Better solution: Until paper checks disappear, use remote-deposit capture, envelope-free (image) ATMs, and instant credit for mailed deposits such as Pennsylvania School Employees Credit Union's (PSECU) Upost@Home (previous coverage here) (see note 2).

Habit #5: Customers go to branches because they are there.

Expensive solution: Build more multimillion-dollar branches to stay within a few minutes' drive or walk for most of your customers

Better solution: Make the online and telephone customer experience so phenomenal and complete that no one misses the branches as they close and consolidate


1. For more information, see Online Banking Report, "The Demise of the Branch"

2. On a related note, see PSECU's "Go Branchless" campaign (here)
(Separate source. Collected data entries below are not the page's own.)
PR #13, opened 2021-09-10
Cs 21p6 changes

joelridden:
- A few changes to im csv to imdb to allow for specifying a component.

- Fix in utils with importing os

- Updates to some configs

### DIFF
--- a/tools/seistech_utils/seistech_utils/src/utils.py
+++ b/tools/seistech_utils/seistech_utils/src/utils.py
@@ -1,3 +1,5 @@
+import os
+
 from pathlib import Path
 from typing import Tuple, Union, Sequence, List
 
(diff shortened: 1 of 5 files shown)


tools/seistech_utils/seistech_utils/src/utils.py
```diff
@@ -1,3 +1,5 @@
+import os
+
```
SnowNooDLe, line 2: You do not need an extra line between `import os` and `from pathlib....` they are all Python built-in stuff. :+1:

SnowNooDLe (dismissed):
Nice and simple, unlike my recent PR... :joy:

SnowNooDLe (approved):

jasonmotha (approved):

claudio525 (approved):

Is the United States Overbranched?

Union Bank's locations in Lincoln, NE <> Well, not so much when compared with other Western countries; however, the bigger question is whether they are all overbranched. Only Singapore, with 111 branches per million inhabitants, is in a good position cost-wise. Italy and Switzerland, with more than 700 branches per million, have their work cut out for them as they reduce the number of branches from a level twice as high per capita as the U.S. total of 372 per million.
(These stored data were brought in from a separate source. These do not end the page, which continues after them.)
PR #15, opened 2021-09-26
Lots of fixes 

claudio525:
+ Added new aggregated disagg data file to project zip
+ Removed src folder in sha_calc


calculation/sha_calc/sha_calc/gcim/gcim_emp.py
```diff
@@ -6,8 +6,8 @@
 import numpy as np
 from scipy import stats
 
-import sha_calc.src.disagg as disagg
-import sha_calc.src.ground_motion as gm
+from sha_calc import disagg
+import sha_calc.ground_motion as gm
```
SnowNooDLe, line 10: Let's swap the lines
`import` to be at the top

At our sister publication Online Banking Report, we've predicted that the total number of branches in the United States will fall by about 40% during the next 20 years (see note 1). Given expected population growth, that equates to about half the number of branches per million (using the BIS baseline, our projection is that the U.S. would have fewer than 200 branches per million in 2025).  The reason for the decline is the rise of the out-of-branch channels: phone, online, ATM, and soon mobile (see note 2).
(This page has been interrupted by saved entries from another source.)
PR #18, opened 2021-10-12
Directivity Part 2

joelridden:
### **Directivity Part 2 - Hypocentre Averaging**

Note: Some of this would've already been reviewed in Part 1, doesn't seem to be showing the actual lines changed for Part 2

- Averaging bea20 model outputs by using hypocentre adjustment across strike and depth of the fault
- Adding validation plot function
- Fixes for multi-plane faults
- Updated benchmark test data

Alpine Example output plot with 20 hypocentres for averaging:
validation_plot_AlpineK2T

In next Part/PR:
- Use of virtual srfs with GMHazard integration


jasonmotha:
I think you should be able to merge main into your branch to tidy up the differences.

jasonmotha:
Actually, you also haven't pushed anything to this branch in the last 19 days :thinking: Maybe you just need to push?

calculation/sha_calc/sha_calc/directivity/bea20/utils.py
```diff
@@ -67,11 +67,8 @@ def set_hypocentres(n_hypo: int, planes: List, depth_method: List):
         current_length = 0
         planes_copy = [plane.copy() for plane in planes]
         for index, plane in enumerate(planes_copy):
-            if (
-                current_length < distance
-                and (current_length + plane["length"]) > distance
-            ):
-                plane["shyp"] = distance - (current_length + plane["length"] / 2)
+            if current_length < distance < (current_length + plane["length"]):
+                plane["shyp"] = distance - (total_length / 2)
```
SnowNooDLe, line 71: Just checking, line 70 is just a simplified version
but line 71 changed from 
```python
plane["shyp"] = distance - (current_length + plane["length"] / 2)
```
to 
```python
plane["shyp"] = distance - (total_length / 2)
```
Is this meant to be happened?

joelridden: Yes this was meant to happen, the shyp value was meant to be from the centre of the plane it was in, but turns out it was actually from the centre of the entire fault and so this adjustment was needed so that GC2 gets the correct location for the hypocentre.

calculation/sha_calc/sha_calc/directivity/bea20/directivity.py
```diff
@@ -31,45 +32,363 @@ def compute_directivity_effects(
...
+        fd_average,
+        fdi_average,
+        phi_red_average,
+        phi_redi_average,
+        predictor_functions_average,
+        other_average,
+    )
+
+
+def directivity_plots(
```
claudio525, line 145: I would suggest making the validation plotting functionality scripts instead of functions, 
- 1 script for generating the non-hypocentre validation plots (i.e. the one with 6 sub-figures)
- 1 script for generating the hypocentre-averaring plots (both average & individiuals, but only fdi (unless there is a good reason to plot the others?))
- Put shared plotting functionality into a plots.py module

claudio525: And put said scripts along with the output plots into a `validation` folder

calculation/sha_calc/sha_calc/directivity/bea20/directivity.py
```diff
@@ -10,7 +10,7 @@
 from sha_calc.directivity.bea20 import bea20, utils
 
 
-def compute_directivity_single_hypo(
+def compute_directivity_srf_single(
     srf_file: str, srf_csv: Path, sites: np.ndarray, period: float = 3.0
 ):
     """Computes directivity effects at the given sites with the given srf data for a single hypocentre
```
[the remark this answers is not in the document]
joelridden: Was more single for a single hypocentre, that is at the end of the docstring. Maybe adding hypo at the end of the function could make it more understandable? Just don't want the function name to be too long.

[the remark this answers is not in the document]
SnowNooDLe: Fair call, it probably becomes a bit longer if we add `hypo` at the end.

claudio525 (approved):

Here's some interesting data from the Bank for International Settlements <>. Click on the table below to read the five-year data trend. The 270-page PDF is located here.

Interestingly, of the 13 countries covered in the report, only Hong Kong, Singapore, Sweden and The Netherlands have fewer branches per capita than the United States. We have almost 25% less than the 13-country average. Only two countries showed an increase in the 2001-2005 period: Italy which added 1,500 branches and the United States which grew about 6,000 (see note 2).

Here's the list in order of most branches to fewest per million inhabitants:

1. Italy                 >>> 762
2. Switzerland   >>> 701
3. France            >>> 649
4. Belgium          >>> 566
5. Germany        >>> 561
6. UK                     >>> 472
<< <AVERAGE >>> 471
7. Japan               >>> 459
8. Canada             >>> 441
9. U.S.                    >>> 372
10. Sweden          >>> 295
11. Netherlands >>> 270
12. Hong Kong   >>> 249
13. Singapore     >>>  111


1. See Online Banking Report's Decline of the Branch (#128), published May 2006.

2. Tom Brown's been writing about the trouble some banking chains have been having with the performance of their new de novo branches (see here).  

3. In 2001 and 2002, the U.S. branch total in the BIS data-set excluded credit unions.